We need to move faster, Atlas said. I am concerned about the Surt following us.

“I can’t,” she replied. “I don’t know how I’m moving now, if I’m honest. I haven’t eaten, slept, or drank anything in… days? I don’t know how time works here.”

The Dragon stopped and lowered his head to look at her. There is a hollow behind my horns at the back of my head where you should fit. Climb on.

Helena’s eyes raked over his scaly side. In her condition, the Dragon may as well have asked her to climb a mountain. “I can’t.”

Please, Len, he begged, a gravelly whimper coming from the back of his throat. We need to move more quickly. I can outpace them, you cannot.

“Did you just call me Len?” she asked in surprise. “That’s what my friends and family call me.”

Are we not friends? Atlas asked, shifting his head a little closer to her, so the scales at the bottom his jaw just brushed the toes of her boots.

Ash puffed into the air at his movements and Helena waved it away from her face, her claws whistling slightly where they swiped through the haze.

She felt a thrum of hope down the golden thread that tied them together.

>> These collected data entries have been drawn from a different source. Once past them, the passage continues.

PR #62, opened 2022-12-15
zephyr: add `env` option to builder

rshym:
This option allows to provide custom environment variable available during build of Zephyr application.

Example of usage:

```
    builder:
      type: zephyr
      <...>
      env:
        - "MY_ENV_VAR=my_value"
```

Signed-off-by: Ruslan Shymkevych <ruslan_shymkevych@epam.com>

### DIFF
--- a/docs/user-reference.rst
+++ b/docs/user-reference.rst
@@ -572,6 +572,9 @@ to be fetched by `west` fetcher.
     target: samples/synchronization
     target_images:
       - "zephyr/build/zephyr/zephyr.bin"
+    env:
+      - "MY_ENV_VAR=my_value"
+
 
 Mandatory options:
 
@@ -589,6 +592,11 @@ Mandatory options:
 * :code:`target_images` - list of image files that should be generated
   by this builder. For standard build, it is expected to be
   "zephyr/build/zephyr/zephyr.bin"
+
+Optional parameters:
+
+* :code:`env` - list of additional environment variables that should
+  be exported before calling :code:`west build`.
 
 Please note that this builder uses :code:`--pristine=auto` command-line option.
 
--- a/moulin/builders/zephyr.py
+++ b/moulin/builders/zephyr.py
@@ -28,7 +28,7 @@ def gen_build_rules(generator: ninja_syntax.Writer):
         construct_fetcher_dep_cmd(),
         "cd $build_dir/zephyr",
         "source zephyr-env.sh",
-        "west build -p auto -b $board $target",
+        "$env west build -p auto -b $board $target",
     ])
     generator.rule("zephyr_build",
                    command=f'bash -c "{cmd}"',
@@ -54,11 +54,20 @@ class ZephyrBuilder:
 
     def gen_build(self):
         """Generate Ninja rules to build Zephyr"""
+
+        env_node = self.conf.get("env", None)
+        if env_node:
+            env_values = [x.as_str for x in env_node]
+        else:
+            env_values = []
+        env = " ".join(env_values)
+
         variables = {
             "name": self.name,
             "build_dir": self.build_dir,
             "board": self.conf["board"].as_str,
             "target": self.conf["target"].as_str,
+            "env": env,
         }
         targets = self.get_targets()
         deps = list(self.src_stamps)


docs/user-reference.rst
```diff
@@ -572,6 +572,9 @@ to be fetched by `west` fetcher.
     target: samples/synchronization
     target_images:
       - "zephyr/build/zephyr/zephyr.bin"
+    additional_env_vars:
+      - [MY_ENV_VAR, "my_value"]
```
lorc, line 576: Yocto builder uses this format because there can identical entries:

`SOME_VAR_append="aaa"`
`SOME_VAR_append="bbb"`

This is not the case for environment variables. So maybe dict will be better in this case?

moulin/builders/zephyr.py
```diff
@@ -28,6 +28,7 @@ def gen_build_rules(generator: ninja_syntax.Writer):
         construct_fetcher_dep_cmd(),
         "cd $build_dir/zephyr",
         "source zephyr-env.sh",
+        "$additional_env_vars",
```
lorc, line 31: Not sure how this should work...

Vars will be joined with `&&`, so resulting command will look like this:

`cd $build_dir/zephyr && source zephyr-env.sh && VAR1=1 VAR2=2 && west build -p auto -b $board $target`

WIll it cause shell to carry variable values past `&&`?


I'd prefer it to look like this:

`cd $build_dir/zephyr && source zephyr-env.sh && VAR1=1 VAR2=2 west build -p auto -b $board $target`

In this case you will not need hack with `true` in case of absent variables

docs/user-reference.rst
```diff
@@ -572,6 +572,9 @@ to be fetched by `west` fetcher.
     target: samples/synchronization
     target_images:
       - "zephyr/build/zephyr/zephyr.bin"
+    additional_env_vars:
```
lorc, line 575: Isn't `additional_env_vars` to mouthull? Why not just `env` as we use in Android builder? It will be more consistent.

moulin/builders/zephyr.py
```diff
@@ -63,6 +85,15 @@ def gen_build(self):
...
         deps = list(self.src_stamps)
 
+        # Additional environment variables
+        additional_env_vars_node = self.conf.get("additional_env_vars", None)
+        if additional_env_vars_node:
+            self.additional_env_vars = _flatten_env_vars(additional_env_vars_node)
+            variables = dict(variables, additional_env_vars=self.additional_env_vars)
+        else:
+            # if additional_env_vars is not set, we need to set it to NOP command
+            variables = dict(variables, additional_env_vars="true")
```
lorc, line 95: With my proposed change above, this will not be needed

moulin/builders/zephyr.py
rshym: Done.

docs/user-reference.rst
rshym: Renamed to `env`.

moulin/builders/zephyr.py
rshym: Removed.

docs/user-reference.rst
rshym: Thanks for your comment below I decided to use the same approach as in android_kernel:
```
env:
  - "MY_VAR=my_val"
```
This made the commit much simpler.

rshym:
All comments are addressed.
Tested with `ninja -v` to check the command line for different use cases (one var, few vars, no vars).

moulin/builders/zephyr.py
```diff
@@ -54,11 +54,20 @@ def __init__(self, conf: YamlValue, name: str, build_dir: str, src_stamps: List[
 
     def gen_build(self):
         """Generate Ninja rules to build Zephyr"""
+
+        env_node = self.conf.get("env", None)
```
lorc, line 58: `env_node = self.conf.get("env", [])` and remove `if` below. Probably, you can even make it one-liner.

lorc (commented):
With that last change:

moulin/builders/zephyr.py
rshym: Unfortunately, this can't be done, because
```
'_YamlDefaultValue' object is not iterable
```

rshym:
Commit is renamed to comply with the used practice (start with 'topic:').

moulin/builders/zephyr.py
rshym: Implementation of the requested change requires one of the following:
- implementation of an iterator for _YamlDefaultValue;
- change of interface of `conf.get` to `... -> YamlValue`, so returned object will always be iterable
- adding a new method that will be able always to return an iterable object

In all cases, this requires additional changes and discussion of modification of the interface of yaml_wrapper.

So, if you agree, I will leave the code as is.

lorc: Ah, I see. Yes, it is easier to leave it as is for now.

lorc (approved):
You can add my r-b tag

rshym:
'R-B' is added.
Tested.
Ready to be merged.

She reminded herself that this Dragon was immature, in his mind if not in his body.

Atlas had grown up in isolation and had been alone for longer than she could truly comprehend, away from a family and all meanings of the word.

The Dragon saved her, not only because he was desperate to leave his bondage to the Fae, but because he did not want to be alone anymore. Atlas wanted a friend.

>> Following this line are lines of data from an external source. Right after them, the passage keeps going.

PR #401, opened 2024-06-21
arc-394:  Adds Token Info Fetching 

nicholaswma:
- Balances on dashboard are directly queried rather than querying for token info first
- Token Info are queried once a week with manual refreshing able to be called in the Token Settings page
- Balance will call token info if users are on Send page for accuracy 
- signDataItem auth screen will only query for Token Information if it's a `Transfer` (tighter params can be added)

### DIFF
--- a/src/components/dashboard/subsettings/TokenSettings.tsx
+++ b/src/components/dashboard/subsettings/TokenSettings.tsx
@@ -1,5 +1,6 @@
 import {
   ButtonV2,
+  Loading,
   SelectV2,
   Spacer,
   Text,
@@ -13,7 +14,7 @@ import { ExtensionStorage } from "~utils/storage";
 import { AnimatePresence } from "framer-motion";
 import { TrashIcon } from "@iconicicons/react";
 import { removeToken } from "~tokens";
-import { useMemo } from "react";
+import { useMemo, useState } from "react";
 import CustomGatewayWarning from "~components/auth/CustomGatewayWarning";
 import { CopyButton } from "./WalletSettings";
 import browser from "webextension-polyfill";
@@ -24,6 +25,7 @@ import { formatAddress } from "~utils/format";
 import { ResetButton } from "../Reset";
 import { RefreshCcw01 } from "@untitled-ui/icons-react";
 import { defaultAoTokens, type TokenInfo } from "~tokens/aoTokens/ao";
+import TokenLoading from "~components/popup/asset/Loading";
 
 export default function TokenSettings({ id }: Props) {
   // tokens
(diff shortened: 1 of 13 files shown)


src/components/dashboard/subsettings/TokenSettings.tsx
```diff
@@ -73,35 +77,78 @@ export default function TokenSettings({ id }: Props) {
     });
   }
 
+  const refreshToken = async () => {
+    const defaultToken = defaultAoTokens.find((t) => t.processId === token.id);
```
pawanpaudel93, line 86: Why not refresh token info for all ao tokens present ?

src/components/dashboard/subsettings/TokenSettings.tsx
```diff
@@ -120,25 +167,59 @@ export default function TokenSettings({ id }: Props) {
...
           </AnimatePresence>
         </div>
       )}
-      <ButtonV2 fullWidth onClick={() => removeToken(id)}>
-        <TrashIcon style={{ marginRight: "5px" }} />
-        {browser.i18n.getMessage("remove_token")}
-      </ButtonV2>
+      <ButtonWrapper>
+        {isAoToken && (
+          <ButtonV2
```
pawanpaudel93, line 187: Adding loading spinner to the Refresh Token will help to know if refresh is in progress.

src/tokens/aoTokens/ao.ts
```diff
@@ -153,31 +166,47 @@ export function useAoTokens(): [TokenInfoWithBalance[], boolean] {
...
-                      process: AO_NATIVE_TOKEN_BALANCE_MIRROR,
-                      tags: [{ name: "Action", value: "Balance" }]
-                    });
-                    const balance = res.Messages[0].Data;
-                    if (balance) {
-                      return new Quantity(
-                        BigInt(balance),
-                        BigInt(12)
-                      ).toString();
+              const balance = Number(
```
pawanpaudel93: balance should not be converted to Number as precision is lost with it. Please, keep it as string.

src/components/dashboard/subsettings/TokenSettings.tsx
nicholaswma: I'm not opposed to that - I just did it this way since it's on an individual token page

pawanpaudel93: @nicholaswma Yes, its on an individual token page but its refreshing for only tokens that are the `defaultTokens`. For `!defaultToken` the refresh is not handled. I mean can't we remove the default token check to refresh info for every token individually ?

nicholaswma: good catch - I meant it to be the other way around, my intention was for default tokens to not have to be refreshed (this is essentially to not querying the ao token process)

Another tear slid down her cheek, her heart wrung with pity for the lonely Dragon.

“We can be friends,” she replied. Helena jolted in surprise as a resonance of joy plucked down the thread between them from the Dragon’s end of their tie.

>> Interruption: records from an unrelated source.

PR #402, opened 2024-06-21
fix: Fetch token info to show readable ticker and amount

pawanpaudel93:
## Summary

This PR fetches token info for tokens not found in storage to ensure notifications and transaction history display the human readable ticker and amount.

## Optimization
Currently, tokens not found in storage are fetched and cached only for the duration of a session, meaning they are re-fetched each time a new popup is triggered. To enhance efficiency, should we consider caching this information in storage, or do you have any other suggestions for improving this process?


7i7o (approved):
tACK 🚀

PR #404, opened 2024-06-21
fix: added copy ability on wallet switcher

nicholaswma:
Adds copy icon to wallet switcher

image


7i7o (approved):
This is a MAJOR update 🙌 😄 

tACK 🚀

“I will try,” she agreed, looking up the side of the Atlas’s head.

Helena reached forward with her scarred arm.

After what felt like days of travelling with the Dragon, the pain from there had subsided, hurting less than the rest of her aching body.

She used it to pull herself up to the first foothold she could see in the interlocking scales.

Helena grunted and grimaced her way up, her blistered legs screaming as they propelled her up the side of Atlas’ head.

She collapsed, chest heaving, into the small hollow the Dragon had described.

Helena scooted her body and propped her back against one of his towering horns, weakly peering over the shorter ones that were in front of her. The blue light was still far away and, for the briefest of moments, she saw it flicker. She felt a pang of panic as it disappeared and reappeared.

Hold on, Atlas rumbled, before taking a long stride and propelling them into a quick march across the scorching land scape.